Information
PR #1508, opened 2023-01-25
Fix unbound variable in agent/common.sh

cybertron:
We need to source network.sh before referencing IP_STACK or it may be unset in the default case.


cybertron:
Note that this is currently causing make clean to fail in ipv6 deployments unless you explicitly set IP_STACK.

PR #213, opened 2020-06-29
Feature/add section link

### LINKED ISSUE #208: Add a section link to headlines

try adding something like this to all the headlines. On click, the link should be copied and pasted into your clipboard

image

image

#### Describe the current behavior

It does not.

#### Is this request related to a current issue?

No

huayunh:
Fixes #208

On hover: 
image

On click: 
image


jeffvg:
Should we always show copy paper clip to copy rather then on hover? Mostly for mobile

huayunh:
Open to suggestions. Material Design has its paper clip always shown.

src/__configuration__/markdown/copy.ts
```diff
@@ -0,0 +1,24 @@
+// https://stackoverflow.com/questions/400212/how-do-i-copy-to-the-clipboard-in-javascript
```
joebochill, line 1: does this file belong in the config folder, or is it more of a utility or lib?

src/__configuration__/markdown/markdown.css
```diff
@@ -1,6 +1,22 @@
 .markdownH1:first-child {
     margin-top: 32px;
 }
+.markdownH1:first-child .MuiSvgIcon-root {
+    display: none;
```
joebochill, line 5: why no icons for first one? Click still works.

huayunh: It's usually the H1 on the very top, which feels meaningless to add a link icon. Looks like I better figure something out other than the CSS hack? Or I should just allow the first H1 to also be clicked for consistency

joebochill: I think it's fine for now...more just curious if there was a rationale. Keeping the page title clean seems like a good enough reason for me

src/__configuration__/markdown/copy.ts
huayunh: Moved to shared/utilities.tsx

PR #221, opened 2020-07-07
Add additional roadmap filters

joebochill:
For PXBLUE-1370.

- Add filters to roadmap toolbar for Type and Status
- Refactor some of the filtering and empty state logic
- Rename 'applies' to 'framework'
- Add CLI and Workflow to the resources page

#### Screenshots:
image


joebochill:
Codesandbox is having some issues today, hence the broken link check

huayunh:
follow up bug @joebochill 
1. set the framework filter to anything but the "all framework" filter
2. set type to design
3. empty state shows up

should clear the framework filter when the type is set to design, otherwise looking good 

would be even better if you enable scrubbing left and right for the filters on mobile

joebochill:
@huayunh see #222

PR #222, opened 2020-07-10
Fix Roadmap Filtering Behaviors

joebochill:
For @huayunh 

- Don't filter by framework when design is selected
- Let the filter toolbar scroll horizontally on smaller screens


huayunh:
image
Would be even more awesome if there is a 16px padding to the right of "any status". Minor stuff. Looking good otherwise.

joebochill:
> Would be even more awesome if there is a 16px padding to the right of "any status". Minor stuff. Looking good otherwise.

This is, turns out, an annoyance with how CSS works (https://stackoverflow.com/questions/26888428/display-flex-loses-right-padding-when-overflowing). I put in a `<Spacer/>` hack to fix it (not ideal, but it was quick and dirty).

PR #226, opened 2020-07-23
Add app bar design spec picture

huayunh:
- Add design specifications & developer section
- Linked to relevant MD design spec, MUI & Angular Material API documents
- Checked with Ian

#### Screenshots:

image


src/docs/patterns/appbar.mdx
```diff
@@ -35,3 +37,37 @@ In some situations, you may want to present more information in an app bar, such
...
+
+For additional instructions, refer to [Material Design's design specs on "App bars: top"](https://material.io/components/app-bars-top#specs).
+
+## Mobile
+
+<ImageGrid images={[Specs1Image]} regularWidth />
+
+## Desktop and Tablet
+
+If certain dimensions are not specified, refer to the dimensions suggested in the mobile section above.
```
joebochill, line 53: There are no dimensions suggested in the mobile section above

src/docs/patterns/appbar.mdx
```diff
@@ -35,3 +37,37 @@ In some situations, you may want to present more information in an app bar, such
...
+
+<ImageGrid images={[Specs2Image]} regularWidth />
```
joebochill, line 55: For the appbar left icon, google seems to recommend 16px left and 32px right padding (which is what we've been implementing in our components):
image

However, their examples seem to be a mix of 16/32 and 24/24. But I didn't see any 24/32.

My preference would be to stick with 16/32 across the board to maintain the 72px keyline throughout the app. Angular Material and Material UI also both use 16px on the left side out-of-the-box, so if we're recommending 24, then every time someone uses an Appbar they're going to have to override the default styles.

This also begs the question...if we're following Material specs, do we even need to have a spec image here, or do we just refer them to the Material documentation?

src/docs/patterns/appbar.mdx
```diff
@@ -35,3 +37,37 @@ In some situations, you may want to present more information in an app bar, such
...
+
+<Divider />
+
+# Design Specifications
+
+For additional instructions, refer to [Material Design's design specs on "App bars: top"](https://material.io/components/app-bars-top#specs).
+
+## Mobile
+
+<ImageGrid images={[Specs1Image]} regularWidth />
```
joebochill, line 49: Do we need to mention color here? Inherit is the default CSS behavior and does it make sense to a designer?

Should we instead say something like "white[50] on dark backgrounds and black[500] on light backgrounds"?

src/docs/patterns/appbar.mdx
```diff
@@ -35,3 +37,37 @@ In some situations, you may want to present more information in an app bar, such
...
+-   [@angular/material/toolbar](https://material.angular.io/components/toolbar)
+
+**React**:
+
+-   [@material-ui/core/AppBar](https://material-ui.com/api/app-bar/)
+-   [@material-ui/core/Toolbar](https://material-ui.com/api/toolbar/)
+
+**React Native**:
+
+-   [@pxblue/react-native-components/Header](https://pxblue-components.github.io/react-native/?path=/info/components-documentation--header)
```
joebochill, line 73: I would like for us to come up with a more interesting way to present this information instead of a bulleted list...maybe another cool callout card of some kind - we can build a shareable component.

src/docs/patterns/appbar.mdx
```diff
@@ -35,3 +37,37 @@ In some situations, you may want to present more information in an app bar, such
...
+## Desktop and Tablet
+
+If certain dimensions are not specified, refer to the dimensions suggested in the mobile section above.
+
+<ImageGrid images={[Specs2Image]} regularWidth />
+<Divider />
+
+# Developers
+
+We recommend using the following components to build this pattern:
```
joebochill, line 60: I would shy away from saying 'recommend' and instead say "Use the following components to implement this pattern:"

src/docs/patterns/appbar.mdx
joebochill: Where's Ionic?

src/docs/patterns/appbar.mdx
```diff
@@ -35,3 +37,37 @@ In some situations, you may want to present more information in an app bar, such
 <DemoCard repository={'search-bar'} angular react={'https://codesandbox.io/s/github/pxblue/react-design-patterns/tree/master?file=/src/pages/app-bar/search-bar/index.tsx&initialpath=search'} ionic reactNative />
 
 A very common pattern seen in many types of applications is the ability to search for data on a page. This is achieved by placing a search icon/button in the app bar. When this button is clicked, a white Search Bar slides in from the right to cover the default toolbar. As the user enters text into the search field, the data is filtered in real-time.
+
+<Divider />
+
+# Design Specifications
+
+For additional instructions, refer to [Material Design's design specs on "App bars: top"](https://material.io/components/app-bars-top#specs).
```
joebochill, line 45: This is the same link as in the callout card above...should we move that down here? Do we need it in both places?

src/docs/patterns/forms.mdx
```diff
@@ -205,6 +205,8 @@ either remvoe it, or find a better way to picture this problem (like those do's
 
 # Design Specifications
 
+For additional instructions, refer to [Material Design's design specs on "Text fields"](https://material.io/components/text-fields#specs).
```
joebochill, line 208: Same question as above...do we need this here if we already link out to it in the material card above? Should we move the material card down here instead?

src/docs/patterns/appbar.mdx
huayunh: It works like this: 
- look at desktop & tablet dimension
- has no dimension 
- look at mobile
- has no mobile dimension
- look at the Material Design spec
- Aha, here it is

So kinda like some inherit thing... or should we just "import" the material dimensions, so that people don't have to look here and there?

src/docs/patterns/appbar.mdx
huayunh: I must have it in my mind that docit is using 24/32 and thus I recommended 24 as left padding...

I can remove that 24/32, and claim docit is getting some "special treatment" :P

src/docs/patterns/appbar.mdx
huayunh: I should probably just remove it unless there are certain colors not immediately obvious.

src/docs/patterns/appbar.mdx
huayunh: Change it to Angular & Ionic?

src/docs/patterns/appbar.mdx
huayunh: Adding to that, I think the design spec is not only for designers... I am trying to find the best language for both designers and developers.

src/docs/patterns/appbar.mdx
huayunh: Yes. I think we should not make our users scroll all the way to the top, but just offer them handy... Or, we can simply "import" the material design dimensions, but replacing the components with pxb app bars.

src/docs/patterns/appbar.mdx
huayunh: > to come up with a more interesting way to present this information instead of a bulleted list
I can add this into the backlog as part of the design overhauls... our docs are already full of bullet lists, so perhaps it is fine here?

src/docs/patterns/appbar.mdx
joebochill: Doc-It got special treatment - I can't remember what the exact issue was, but it was something to do with the negative margins of the GridList on a smaller width screen...I think the options were to refactor the grid list spacing, or just bump up the toolbar padding to 24 and we went with the easier approach.

src/docs/patterns/appbar.mdx
joebochill: I would probably leave this out like you said unless it's a non-obvious color.

src/docs/patterns/appbar.mdx
joebochill: > Change it to Angular & Ionic?

It's been a while, I can't remember if we use the mat-toolbar for Ionic apps or if we use the Ionic toolbar...it might be a mix.

joebochill: > I can add this into the backlog as part of the design overhauls... our docs are already full of bullet lists, so perhaps it is fine here?

That's fine, I just think bulleted lists are boring for this kind of information (and they take up a bunch of space when we're showing stuff for all four frameworks at a time).

src/docs/patterns/appbar.mdx
joebochill: It might be simplest to just include the material dimensions instead of having to go through the path of inheritance.

src/docs/patterns/appbar.mdx
joebochill: I don't mind having the link in multiple places, but should we use the same link (card) style...or something similar to reinforce the idea of "Hey this goes to the Material documentation"?

src/docs/patterns/appbar.mdx
huayunh: Added to the backlog as PXBLUE-1513 for the next grooming

src/docs/patterns/appbar.mdx
huayunh: Changed to the callout card. Their deep link is messed up -- it should have taken people directly to the #Specs section

src/docs/patterns/forms.mdx
huayunh: I like duplication better in this case. Our persona Erice will just scroll all the way to the bottom for design specs instructions; if he can't find any, he should not be forced to scroll all the way up for that callout card, or go googling for appbar: top pattern himself.

src/docs/patterns/appbar.mdx
joebochill: Did you push that change? I'm still seeing the same link.

src/docs/patterns/forms.mdx
joebochill: I agree, I'm cool with having it in two places

src/docs/patterns/appbar.mdx
```diff
@@ -35,3 +37,37 @@ In some situations, you may want to present more information in an app bar, such
...
+
+## Mobile
+
+<ImageGrid images={[Specs1Image]} regularWidth />
+
+## Desktop and Tablet
+
+If certain dimensions are not specified, refer to the dimensions suggested in the mobile section above.
+
+<ImageGrid images={[Specs2Image]} regularWidth />
```
joebochill, line 55: When it's implemented in code, that icon is still going to be on a 24px background:
image

Specifying it as 8 pixels might be confusing.

src/docs/patterns/appbar.mdx
joebochill: Did you push all of your local changes...this still looks the same

src/docs/patterns/appbar.mdx
huayunh: Interesting... in all the design files it is labeled 8px wide. Is it impossible to achieve this on the dev side?

joebochill: Not without a lot of hacking. The SVG is defined in a 24x24 viewbox, so all of the Paths are relative to that. You would have to actually go in and modify the paths somehow. This is on the React side...i'm not 100% sure about angular, but I suspect they're using the same viewbox for their icons.

huayunh: I got you... I should probably shy away from this one in particular then. It is funny that all the design sources (our Figma files, MD icon downloads, MD design specs) are doing the 8px wide trick, yet all our dev code is using a 24*24 viewbox

image

huayunh:
What the heck I swear I pushed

What the exercise asks
Of all the lines in the records, how many have the word "child"? Write only the number.

Worked solution
2